In three stars far, far away, one of the rarest elements known to man has been spotted, improving our understanding about how heavy elements are created, bolstering evidence that a rare type of supernova may have been responsible for their creation.
Tellurium — a brittle and toxic semiconducting metal — has for the first time been discovered in the atmospheres of three stars that are nearly 12 billion years old. The stars, all a few thousand light-years from Earth, live inside the Milky Way.
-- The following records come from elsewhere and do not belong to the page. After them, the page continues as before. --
Issue #188, opened 2023-08-16
Designated timestamp check on create table UI weird behaviour


javier:
On the nes (7.3.1) UI for create table I see when I click on the designated word (but not on the checkbox), the label goes green, but the check is not marked. However, when I click on create the table actually gets the designated timestamp option for that column.

![image](https://github.com/questdb/ui/assets/3839/e4b4fb0f-9b8a-45d9-9c4d-9ee3ea13f073)

![image](https://github.com/questdb/ui/assets/3839/1050297f-cf8d-485f-be99-9f1f609d3d4a)

I would expect the checkbox to be activated consistently when the label is activated. Right now it is a weird inconsistent behaviour

Issue #189, opened 2023-08-16
Designated timestamp silently accepts multiple checks


javier:
The Create table UI accepts (with no validation errors) multiple timestamp columns to be marked as designated timestamps, producing a SQL statement where the last column is used

![image](https://github.com/questdb/ui/assets/3839/3d0c846c-2adb-49f2-9067-97b39b725c85)

![image](https://github.com/questdb/ui/assets/3839/2b6f82c9-68e4-4bd3-bab2-05703999025b)

We should probably prevent this behaviour

javier:
New types work fine. However maybe we'd prefer alphabetical order for the type drop down?

![image](https://github.com/questdb/ui/assets/3839/eab54c36-ae66-4cd5-8258-ccf96d2d32c1)

PR #191, opened 2023-08-22
fix(web-console): Fix timestamp-related Create Table UI issues

insmac:
Closes https://github.com/questdb/ui/issues/188, https://github.com/questdb/ui/issues/189

- Fix incorrect timestamp check icon when selected 
- Fix an error where multiple designated timestamps can be selected
- Add the missing data types: `ipv4`, `byte`, `binary`, `long256`, `uuid`.
- Fix an unnecessary second scrollbar appearing in the UI


javier:
I can still do this (with some dodgyness) 

image

Resulting on this 

```
![image](https://github.com/questdb/ui/assets/3839/ec68a424-f19a-459b-802a-82e4788acfce)
```

The sequence here is adding three columns with the same name and all of them with timestamp type. Then select any of those as designated. The three get marked as designated. Now rename the other two columns. Click on create. No errors

javier:
The new types work fine. However, maybe alphabetical order would be preferred for the type dropdown?

image

javier (approved):
It looks good to me!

With the help of the Hubble Space Telescope, astronomers from MIT and other institutions were able to “see” tellurium by the light it absorbs.
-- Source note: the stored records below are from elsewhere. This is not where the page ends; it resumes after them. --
PR #192, opened 2023-08-30
chore(web-console): support writing multiple files to the same target

insmac:
Allow writing to the same target table name from different files.

This PR makes sure each file added to the queue is treated as a separate entity and there are no glitches in the UI.

https://github.com/questdb/ui/assets/1871646/9eef49e2-d14d-4974-a0b3-fd0d5cb9abc8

The wavelength of starlight tellurium absorbs is in the ultraviolet part of the electromagnetic spectrum — the kind of light that is readily absorbed by our atmosphere. Therefore, ground-based observatories couldn’t detect tellurium even if they wanted to; Hubble, orbiting high above our atmosphere, was essential for this study.
Why is it so important to discover a rare earth element in other stars?
“We want to understand the evolution of tellurium — and by extension any other element — from the Big Bang to today,” said Anna Frebel, an assistant professor of astrophysics at MIT. “Here on Earth, everything’s made from carbon and various other elements, and we want to understand how tellurium on Earth came about.”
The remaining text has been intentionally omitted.